[MATERIAL FOR THIS EXERCISE]

PR #1007, opened 2022-05-13
test_for_fork

gebilxs:
**# please refuse this pull request !!!**


fanux:
@gebilxs maybe you can update something else for a test. like we already support kubernetes v1.24+ but readme not update that.

PR #1015, opened 2022-05-14
feature: add push commands using buildah #986

yyf1986:
feature: add push commands using buildah #986


pkg/image/buildah/registry/push.go
```diff
@@ -0,0 +1,167 @@
+// Copyright © 2022 sealos.
```
fanux, line 1: sealos->buildah

If we copy buildah codes, we need contains it licence

cuisongliu (approved):

PR #1041, opened 2022-05-21
add create/delete/list/inspect commands using buildah #986

yyf1986:
add create/delete/list/inspect commands using buildah #986


pkg/image/buildah/cluster/create.go
```diff
@@ -0,0 +1,43 @@
...
+
+import (
+	bb "github.com/labring/sealos/pkg/image/buildah/cluster/buildah"
+	"github.com/labring/sealos/pkg/image/types"
+	"github.com/pkg/errors"
+)
+
+func (c *ClusterService) Create(name string, image string) (*types.ClusterManifest, error) {
+	// delete
+	err := c.Delete(name)
```
cuisongliu, line 27: same is `buildah rm` ?  if container is not exists, is pass?

fanux (approved):

pkg/image/buildah/cluster/create.go
yyf1986: I refer to the command line implementation,delete contains `buildah umount` and `build rm`

cuisongliu (approved):

Issue #1022, opened 2022-05-15
support cache http registry


fanux:
If you try to save a http repo:

sealos.hub:5000/nvidia/k8s/container-toolkit:v1.9.0-ubuntu18.04
```
root@iZj6ce0h880med3ug4nr1mZ:~/test# sealos build -t tdst -f Dockerfile .
2022-05-15 22:43:51 [INFO] srcPath is empty manifests
2022-05-15 22:43:51 [INFO] fetch manifests images: []
2022-05-15 22:43:51 [INFO] pull images [sealos.hub:5000/nvidia/k8s/container-toolkit:v1.9.0-ubuntu18.04] for platform is linux/amd64
Pulling image: sealos.hub:5000/nvidia/k8s/container-toolkit:v1.9.0-ubuntu18.04
2022-05-15 22:43:51 [WARN] https error: Get "https://sealos.hub:5000/v2/": http: server gave HTTP response to HTTPS client, sealos try to use http
2022-05-15 22:43:51 [WARN] save domain sealos.hub:5000 image sealos.hub:5000/nvidia/k8s/container-toolkit:v1.9.0-ubuntu18.04 error: get nvidia/k8s/container-toolkit tag descriptor error: unknown tag=v1.9.0-ubuntu18.04, try "sealos login" if you are using a private registry
Status: images save success
```

PR #1116, opened 2022-06-08
feature(main): support cache http registry #1022

cuisongliu:
1. default only support token auth , add basic auth to cache registry
2. proxyauth.go (func configureAuth) if basicAuth and getAuthURLs is empty append remoteURL to default authURLs
3. proxyregistry.go (func Repository) default use tokenAuth ,if  basicAuth is true  use basicAuthHandler.
4. session.go (func AuthorizeRequest) bh.creds.Basic use remoteURL  to fetch authURLs  username password

### DIFF
--- a/cmd/sealctl/cmd/registry.go
+++ b/cmd/sealctl/cmd/registry.go
@@ -40,6 +40,7 @@ var (
 	registryPullAuths        []string
 	registryPullArch         string
 	registryPullMaxPullProcs int
+	registryPullAuthBasic    bool
 )
 
 func NewRegistryImageCmd() *cobra.Command {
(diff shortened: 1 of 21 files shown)


cuisongliu:
1. default only support token auth , add basic auth to cache registry
2. proxyauth.go (func configureAuth) if basicAuth and getAuthURLs is empty append remoteURL to default authURLs
3. proxyregistry.go (func Repository) default use tokenAuth ,if  basicAuth is true  use basicAuthHandler.
4. session.go (func AuthorizeRequest) bh.creds.Basic use default authURLs

fanux (approved):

[/MATERIAL FOR THIS EXERCISE]

PROBLEM DETAILS. All lines in the records that contain "authURLs" are to be copied and returned.

ANSWER SECTION.
2. proxyauth.go (func configureAuth) if basicAuth and getAuthURLs is empty append remoteURL to default authURLs
4. session.go (func AuthorizeRequest) bh.creds.Basic use remoteURL  to fetch authURLs  username password
2. proxyauth.go (func configureAuth) if basicAuth and getAuthURLs is empty append remoteURL to default authURLs
4. session.go (func AuthorizeRequest) bh.creds.Basic use default authURLs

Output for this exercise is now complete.